WHAT YOU HAVE TO DO -
Which lines of the listing hold the string "support"? Copy those lines.

GIVEN ENTRIES -
PR #1496, opened 2022-05-23
[Refactoring] resolved some `TODOs` items from the source code

yromanyshyn:
resolved some `TODOs` from the source code

list of changes:
- added context manager for the wandb run creation
- added comments for the collected check results indexes in the `SuiteResult` constructor
- added deprecation warning for the `with_display` parameter (`CheckFailure.to_json`, `SuiteResult.to_json`)


ItayGabbay:
@JKL98ISR can you review?

deepchecks/core/check_result.py
```diff
@@ -632,13 +624,19 @@ def to_json(self, with_display: bool = True):
...
 
         Returns
         -------
         str
         """
-        # TODO: not sure if the `with_display` parameter is needed
-        # add deprecation warning if it is not needed
+        if with_display is not None:
+            warnings.warn(
+                '"with_display" parameter is deprecated and does not have any effect '
```
JKL98ISR, line 636: it will not be removed, it is just that check failure doesnt have a display.
the function needs to be the same or else the suite.to_json would fail

deepchecks/core/suite.py
```diff
@@ -224,37 +231,42 @@ def to_widget(
...
+            (the parameter is deprecated and does not have any effect since version 0.6.4,
+            it will be removed in future versions)
 
         Returns
         -------
         str
         """
-        # TODO: not sure if the `with_display` parameter is needed
-        # add deprecation warning if it is not needed
+        if with_display is not None:
```
JKL98ISR, line 248: it should have an effect, it used to have.
probably haven't noticed when I reviewed your refactor

yromanyshyn: fixed

yromanyshyn:
@JKL98ISR 

**note regarding `to_wandb` method**

I marked `dedicated_run` parameter as deprecated because there is no sense in having it.
It looks like `wandb.run` is a singleton and you cannot have two or more instances of it simultaneously.

example
```python
import wandb

r1 = wandb.init(project='test1')
r2 = wandb.init(project='test2')

print(wandb.run is r2)  # True
r2.log({'accuraccy': 0.8})
r2.finish()

print(wandb.run is None)  # True
r1.log({'accuraccy': 0.8})  # << will raise "Exception: The wandb backend process has shutdown"    
```

so, now `to_wandb` method works in the next way:
if `wandb.run` is not `None`, use it otherwise initialize new instance and close it at the end

deepchecks/core/check_result.py
JKL98ISR: didn't you just re-added it?

JKL98ISR: oh not for check fail

deepchecks/utils/wandb_utils.py
```diff
@@ -16,6 +16,9 @@
 __all__ = ['wandb_run']
 
 
+WANDB_INSTALLATION_CMD = 'pip install "wandb>=0.12.15" "protobuf>=3.12.0,<4.0dev"'
```
JKL98ISR, line 19: why we need a specific version? latest is enough

yromanyshyn: `"wandb>=0.12.15"` - this I copied from the dev-requirements
 "protobuf>=3.12.0,<4.0dev" - this is needed because otherwise wandb will raise a `ImportError`

JKL98ISR: no need for the user to have a specific wandb, would also look weird.
is the thing with protobuf a known issue? seems weird it is needed

yromanyshyn: > no need for the user to have a specific wandb, would also look weird.

it is not a specific wandb 
it is any wandb that is greater than 0.12

> is the thing with protobuf a known issue? seems weird it is needed

this problem appeared today in the morning CI/CD checks were failing
because somewhy `protobuf` greater than 4.0 were installed

yromanyshyn: hm, indeed if deepchecks is installed from the python package index this problem with protobuf is not present, probably something is in our `dev-requirements` that installs protobuf>4.0

fixed

JKL98ISR (approved):

noamzbr (approved):

PR #1520, opened 2022-05-26
Update dataset exceptions

matanper:


deepchecks/tabular/checks/train_test_validation/identifier_leakage.py
```diff
@@ -18,6 +18,7 @@
 from deepchecks.core import CheckResult, ConditionCategory, ConditionResult
 from deepchecks.core.errors import DatasetValidationError
 from deepchecks.tabular import Context, SingleDatasetCheck
+from deepchecks.tabular.dataset import _get_dataset_docs_tag
```
ItayGabbay, line 21: is it ok to import privates?

ItayGabbay (approved):

PR #1522, opened 2022-05-27
[issue-1448] `IsSingleValue` check - ignore nan

### LINKED ISSUE #1448: [FEAT] Enable ignoring Null values in the Is Single Value check
Currently, if the data has both a single value and NaNs in the same column, this column will be considered to have 2 unique values.

Add a Boolean parameter telling the check to disregard NaN's

**Additional context**
Issue raised by @galsr in the [Deepchecks Community](https://join.slack.com/t/deepcheckscommunity/shared_invite/zt-1973c7twx-Ytb7_yJefTT4PmnMZj2p7A) support channel.

yromanyshyn:
resolves #1448


deepchecks/tabular/checks/data_integrity/is_single_value.py
```diff
@@ -31,17 +31,21 @@ class IsSingleValue(SingleDatasetCheck):
     ignore_columns : Union[Hashable, List[Hashable]] , default: None
         Columns to ignore, if none given checks based
         on columns variable.
+    ignore_nan : bool, default True
+        whether to ignore NaN values in a column or not
```
noamzbr, line 35:
```suggestion
        Whether to ignore NaN values in a column when counting the number of unique values.
```

noamzbr (commented):
Please also add an example of this option to plot_is_single_value.py

matanper (changes requested):
notice that line `uniques = df.loc[:, cols_with_single].head(1)`
it won't work currently, since it just takes the first value (which might be null)

deepchecks/tabular/checks/data_integrity/is_single_value.py
```diff
@@ -31,17 +31,21 @@ class IsSingleValue(SingleDatasetCheck):
...
     """
 
     def __init__(
         self,
         columns: Union[Hashable, List[Hashable], None] = None,
         ignore_columns: Union[Hashable, List[Hashable], None] = None,
+        ignore_nan: bool = True,
```
matanper, line 42: why the default is True? until now it was False

yromanyshyn: > By default: ignore Nan

Itay asked for this

yromanyshyn:
@matanper 

> notice that line `uniques = df.loc[:, cols_with_single].head(1)`
it won't work currently, since it just takes the first value (which might be null)

nice catch, thanks!
fixed

yromanyshyn:
@noamzbr 

> Please also add an example of this option to plot_is_single_value.py

added

deepchecks/tabular/checks/data_integrity/is_single_value.py
```diff
@@ -60,14 +66,17 @@ def run_logic(self, context: Context, dataset_type: str = 'train') -> CheckResul
...
+        num_unique_per_col = df.nunique(dropna=self.ignore_nan)
         is_single_unique_value = (num_unique_per_col == 1)
 
         if is_single_unique_value.any():
             # get names of columns with one unique value
             # pylint: disable=unsubscriptable-object
             cols_with_single = is_single_unique_value[is_single_unique_value].index.to_list()
-            uniques = df.loc[:, cols_with_single].head(1)
+            uniques = pd.DataFrame({
+                column_name: [column.sort_values(kind='mergesort').values[0]]
```
matanper, line 77: isn't sort redundant?
```suggestion
                column_name: [column.dropna().values[0]]
```

yromanyshyn: note: 
I revert the change 
it will fail if to set `ignore_nan=False` and pass a data frame with only nans

matanper, line 77: so sorting will always put nulls at the bottom?

yromanyshyn: yes

matanper (approved):

ItayGabbay (approved):

PR #1525, opened 2022-05-29
Static vision model

### LINKED ISSUE #1364: [FEAT] support a df of predictions instead of providing a model
Currently, our checks and suites require a compatible model to work with. The 2 main functions that are used are the `predict` function that returns the predictions, and the inferring of `feature_importance`. It limits the package to work with a limited number of models and frameworks.

Instead of specifying a model, let the user pass a data frame full of predictions (and probably another parameter that specifies the feature_importances). This way we will be model and framework agnostic.

JKL98ISR:
closes #1364
also fixed batch length bug


deepchecks/vision/batch_wrapper.py
```diff
@@ -49,15 +50,28 @@ def labels(self):
...
     def predictions(self):
         """Return predictions for the batch, formatted in deepchecks format."""
         if self._predictions is None:
             dataset = self._context.get_data_by_kind(self._dataset_kind)
-            # Calling model will raise error if model was not given
-            model = self._context.model
-            self._context.assert_predictions_valid(self._dataset_kind)
-            self._predictions = dataset.infer_on_batch(self._batch, model, self._context.device)
+            if self._context.static_predictions is not None:
+                self._context.assert_predictions_valid(self._dataset_kind)
```
matanper, line 68: why do you have the same `self._context.assert_predictions_valid(self._dataset_kind)` twice?

deepchecks/vision/batch_wrapper.py
```diff
@@ -75,13 +89,19 @@ def __getitem__(self, index: int):
 
     def __len__(self):
         """Return length of batch."""
-        return len(self._batch)
+        dataset = self._context.get_data_by_kind(self._dataset_kind)
```
matanper, line 92: I'm not sure this is the best way to get batch length, maybe we should use `len(batch_to_images(batch))` 
@noamzbr WDYT?

matanper (approved):

deepchecks/vision/batch_wrapper.py
JKL98ISR: fixed comment bellow

deepchecks/vision/batch_wrapper.py
JKL98ISR: batch_to_images not always implemented.
fixed case of sampled data

ItayGabbay (approved):

deepchecks/vision/batch_wrapper.py
```diff
@@ -75,13 +90,19 @@ def __getitem__(self, index: int):
...
```
noamzbr, line 93: @JKL98ISR Can you explain the logic of this code? Possible also in comments. 
Seems to me like this returns the number of batches in the dataset.

PR #1528, opened 2022-05-29
Mixed data types examples

### LINKED ISSUE #1454: [FEAT] MixedDataTypes to display a few examples of each type
Current display:
image

Desired - to see a few unique examples from each type. currently have to inspect column in order to do it, e.g.:
image
would want the check to display it by itself

JKL98ISR:
closes #1454 

Screen Shot 2022-05-29 at 15 35 54


deepchecks/tabular/checks/data_integrity/mixed_data_types.py
```diff
@@ -79,7 +79,13 @@ def run_logic(self, context: Context, dataset_type: str = 'train') -> CheckResul
             result_dict[column_name] = mix
             if mix:
                 # Format percents for display
-                display_dict[column_name] = {k: format_percent(v) for k, v in mix.items()}
+                formated_mix = {}
+                formated_mix['strings'] = format_percent(mix['strings'])
```
matanper, line 83: If this is for display, than make it prettier, 'Strings', 'Numbers'... also drop the word unique, just "Strings examples"

matanper (approved):

PR #1530, opened 2022-05-29
Enable validation of empty predictions

noamzbr:
Find a non-empty label/prediction to validate, and finish validation with no error if non exist.

### DIFF
--- a/deepchecks/vision/detection_data.py
+++ b/deepchecks/vision/detection_data.py
@@ -144,8 +144,7 @@ class DetectionData(VisionData):
             raise ValidationError('Check requires object detection label to be a list with an entry for each '
                                   'sample')
         if len(labels) == 0:
-            raise ValidationError('Check requires object detection label to be a non-empty list, with one entry for '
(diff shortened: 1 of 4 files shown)


ItayGabbay (approved):

deepchecks/vision/detection_data.py
```diff
@@ -180,21 +187,28 @@ def validate_infered_batch_predictions(batch_predictions):
             raise ValidationError('Check requires detection predictions to be a list with an entry for each'
                                   ' sample')
         if len(batch_predictions) == 0:
-            raise ValidationError('Check requires detection predictions to be a non-empty list')
+            raise ValidationError('Check requires detection predictions to be a non-empty list, with one entry for '
```
Nadav-Barak, line 190: IMO "one entry per each sample" can be more confusing then helpful

Nadav-Barak (approved):
Good catch

JKL98ISR (approved):

shir22 (approved):

PR #1549, opened 2022-05-30
[Issue-1443] tabular Dataset repr 

### LINKED ISSUE #1443: [FEAT] Add printable representation of deepchecks Dataset
When just printing a dataset object, there is not output that gives any information about it's content
image

Design a default display (for jupyter notebook and for python console) that is similar to that of a pandas df, but different enough so people won't get confused and also contains info about column roles.

yromanyshyn:
resolves #1443 

screenshots:

-- plain --
image

-- plain (via tabulate library)--
image

-- html -- 
image


deepchecks/tabular/dataset.py
```diff
@@ -1061,6 +1065,172 @@ def datasets_share_date(cls, *datasets: 'Dataset') -> bool:
...
+    ]:
+        data = self.data
+        datetime_name = self.datetime_name
+        index_name = self.index_name
+        label_name = self.label_name
+        features = self.features
+        categorical_features = self.cat_features
+        numerical_features = self.numerical_features
+
+        columns = features[::]
```
matanper, line 1082: why columns = features? why not just the dataframe columns?

deepchecks/tabular/dataset.py
```diff
@@ -1061,6 +1065,172 @@ def datasets_share_date(cls, *datasets: 'Dataset') -> bool:
...
+
+        unamed_index_levels = {
+            level
+            for level, name in enumerate(data.index.names)
+            if name is None
+        }
+
+        if index_name in data.columns:
+            columns = [index_name, *columns]
+
```
matanper, line 1099: don't have blank lines between if/else

deepchecks/tabular/dataset.py
```diff
@@ -1061,6 +1065,172 @@ def datasets_share_date(cls, *datasets: 'Dataset') -> bool:
...
+                infer_dtype(data[feature_name], skipna=True),
+                kind
+            ])
+
+        columns_info = pd.DataFrame(
+            data=columns_info,
+            columns=['Column', 'DType', 'Kind'],
+        )
+
+        return columns, columns_info, data.loc[:, columns]
```
matanper, line 1163: why do you need `data.loc[:, columns]`? which columns will be filtered?

deepchecks/tabular/dataset.py
```diff
@@ -1061,6 +1065,172 @@ def datasets_share_date(cls, *datasets: 'Dataset') -> bool:
 
         return True
 
+    @property
+    def _dataset_description(self) -> t.Tuple[
```
matanper, line 1069: I'd pass here `max_rows_to_show` and in the start filter the data, since if it is a few millions in length, all dataframe operations here are expensive and un-necessary

deepchecks/tabular/dataset.py
```diff
@@ -1061,6 +1065,172 @@ def datasets_share_date(cls, *datasets: 'Dataset') -> bool:
...
+        t.List[t.Union[str, int]],
+        pd.DataFrame,
+        pd.DataFrame
+    ]:
+        data = self.data
+        datetime_name = self.datetime_name
+        index_name = self.index_name
```
matanper, line 1076: index_name can't be None?

deepchecks/tabular/dataset.py
```diff
@@ -1061,6 +1065,172 @@ def datasets_share_date(cls, *datasets: 'Dataset') -> bool:
...
+
+        else:
+            data = data.reset_index()
+            index_name = 'index'
+            columns = [index_name, *columns]
+
+        is_datetime_name_str = isinstance(datetime_name, str)
+        is_datetime_name_int = isinstance(index_name, int)
+
+        if datetime_name in columns:
```
matanper, line 1117: what's the difference between `datetime_name in columns` and `datetime_name in data.columns`?

matanper (commented):
Also: do we support multi-index handling? you spent a lot of code on it

deepchecks/tabular/dataset.py
yromanyshyn: sorry, did not get your question/
but, it can be None

image

deepchecks/tabular/dataset.py
yromanyshyn: as much as I know, pandas does not touch data during slicing/column selection
it operates only over indexes therefore it is so effective

but, yup, it is better to change this
will fix

deepchecks/tabular/dataset.py
yromanyshyn: 1. I am doing `df.reset_index` above and it will add new columns
2. in order to show columns in desired order

in general, this method task is to prepare a dataframe in a form
```
| index | datetime? | *other columns | label? |
------------------------------------------------
```

deepchecks/tabular/dataset.py
yromanyshyn: why?
I think code becomes more readable when there is one line between multiline `if/elif/else` branches

deepchecks/tabular/dataset.py
yromanyshyn: what if provided dataframe contains much more columns than there are features that are interesting for the user

image

deepchecks/tabular/dataset.py
matanper: I think it's all part of the same code block, and the blank lines separates it and make it harder to read for me

yromanyshyn:
@matanper 

> Also: do we support multi-index handling? you spent a lot of code on it

yes, `index_name` could be an integer indicating a level of a multiindex

deepchecks/tabular/dataset.py
matanper: > pandas does not touch data during slicing/column selection

right but when you do reset_index which adds new columns, it does copy the data

deepchecks/tabular/dataset.py
matanper: I'm not sure how you handle the case which index_name is none

deepchecks/tabular/dataset.py
yromanyshyn: -- `datetime_name in columns` --

user passed `datetime_name=<something> and set_datetime_from_dataframe_index=False`
therefore datetime column could be within `columns`

-- `datetime_name in data.columns` --

user passed `datetime_name=<something> and set_datetime_from_dataframe_index=True`
datetime column is an index or one of the levels of the `multiindex` but there are possibility that previously `data.reset_index` was called therefore datetime column now could be within `data.column`

deepchecks/tabular/dataset.py
yromanyshyn: I just use dataframe index
hm/ that is probably a wrong way/
probably better to remove this `else` branch?

```python
# def __dataset_description(): lines:1109:1113
    else:
        data = data.reset_index()
        index_name = 'index'
        columns = [index_name, *columns]

```

deepchecks/tabular/dataset.py
yromanyshyn: yes
`reset_index`, will produce a bunch of new columns, in case, if `multiindex` was used
and we need to get rid of them

deepchecks/tabular/dataset.py
matanper: why not just always do `reset_index()` right on the start? anyway you later filter it by columns

yromanyshyn: I rewrote that method, this is not actual anymore

deepchecks/tabular/dataset.py
yromanyshyn: fixed

deepchecks/tabular/dataset.py
yromanyshyn: fixed

deepchecks/tabular/dataset.py
```diff
@@ -1061,6 +1066,158 @@ def datasets_share_date(cls, *datasets: 'Dataset') -> bool:
 
         return True
 
+    def _get_dataset_description(
+        self,
+        max_rows_to_show: int = 25,
```
noamzbr, line 1071: would use 10

deepchecks/tabular/dataset.py
```diff
@@ -1061,6 +1066,158 @@ def datasets_share_date(cls, *datasets: 'Dataset') -> bool:
...
+            datetime_column_info = [datetime_name, infer_dtype(datetime_column, skipna=True), 'Datetime']
+            dataset_columns.append(datetime_name)
+            dataset_columns_info.append(datetime_column_info)
+        else:
+            datetime_name = None
+
+        label_name = label_column.name if label_column is not None else None
+
+        for feature_name in t.cast(t.List[str], features):
+            if feature_name in (index_name, datetime_name, label_name):
```
noamzbr, line 1121: I think it shouldn't be possible for a feature to be an index, date or label (we're supposed to check for it in Dataset construction)

deepchecks/tabular/dataset.py
```diff
@@ -1061,6 +1066,158 @@ def datasets_share_date(cls, *datasets: 'Dataset') -> bool:
...
+                continue
+
+            if feature_name in categorical_features:
+                kind = 'Categorical'
+            elif feature_name in numerical_features:
+                kind = 'Numerical'
+            else:
+                kind = 'Unknown'
```
noamzbr, line 1129:
```suggestion
                kind = 'Other Feature'
```
A feature that is non of the above is

deepchecks/tabular/dataset.py
```diff
@@ -1061,6 +1066,158 @@ def datasets_share_date(cls, *datasets: 'Dataset') -> bool:
...
+        label_name = label_column.name if label_column is not None else None
+
+        for feature_name in t.cast(t.List[str], features):
+            if feature_name in (index_name, datetime_name, label_name):
+                continue
+
+            if feature_name in categorical_features:
+                kind = 'Categorical'
+            elif feature_name in numerical_features:
+                kind = 'Numerical'
```
noamzbr, line 1127:
```suggestion
                kind = 'Numerical Feature'
```

deepchecks/tabular/dataset.py
noamzbr: If it's a topic of "we're showing at most 7 columns", I agree that we should first show the label, index, datetime, features, and only last the other columns. 
But if the dataframe has a total of 5 columns (e.g. 1 label, 3 features, 1 other) then we should show the other.

deepchecks/tabular/dataset.py
yromanyshyn: the constructor will raise an error in this case

```python
        if self._label_name in self.features:
            raise DeepchecksValueError(f'label column {self._label_name} can not be a feature column')

        if self._datetime_name in self.features:
            raise DeepchecksValueError(f'datetime column {self._datetime_name} can not be a feature column')

        if self._index_name in self.features:
            raise DeepchecksValueError(f'index column {self._index_name} can not be a feature column')
```

deepchecks/tabular/dataset.py
```diff
@@ -1061,6 +1065,172 @@ def datasets_share_date(cls, *datasets: 'Dataset') -> bool:
...
+        for feature_name in t.cast(t.List[str], columns):
+            if feature_name == index_name:
+                kind = 'Index'
+            elif feature_name == label_name:
+                kind = t.cast(str, self.label_type).replace('_', ' ').capitalize()
+            elif feature_name in categorical_features:
+                kind = 'Categorical'
+            elif feature_name in numerical_features:
+                kind = 'Numerical'
+            elif feature_name == datetime_name:
```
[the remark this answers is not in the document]
yromanyshyn: just `Text` or `Textual Feature`?

deepchecks/tabular/dataset.py
```diff
@@ -1061,6 +1066,158 @@ def datasets_share_date(cls, *datasets: 'Dataset') -> bool:
...
+            if len(columns_to_show) != len(dataset_columns):
+                columns_to_show = [*columns_to_show[:-1], '...', columns_to_show[-1]]
+                data['...'] = '...'
+
+        return dataset_columns_info, data.loc[:, columns_to_show].reset_index(drop=True)
+
+    def __repr__(
+        self,
+        max_columns_to_show: int = 7,
+        max_rows_to_show: int = 25,
```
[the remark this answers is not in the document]
yromanyshyn: fixed

deepchecks/tabular/dataset.py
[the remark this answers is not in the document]
ItayGabbay: Text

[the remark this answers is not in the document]
noamzbr: I've changed my original suggestion, think we should stick with "Other Feature". @ItayGabbay ?

deepchecks/tabular/dataset.py
ItayGabbay: Ok so as the expected behavior we will do the following:
First display Index, Datetime, Label, then features, and then if there is some space for more columns we will display other columns which are not features,

noamzbr (approved):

SOLVED PROBLEM -
Issue raised by @galsr in the [Deepchecks Community](https://join.slack.com/t/deepcheckscommunity/shared_invite/zt-1973c7twx-Ytb7_yJefTT4PmnMZj2p7A) support channel.
### LINKED ISSUE #1364: [FEAT] support a df of predictions instead of providing a model
Also: do we support multi-index handling? you spent a lot of code on it
> Also: do we support multi-index handling? you spent a lot of code on it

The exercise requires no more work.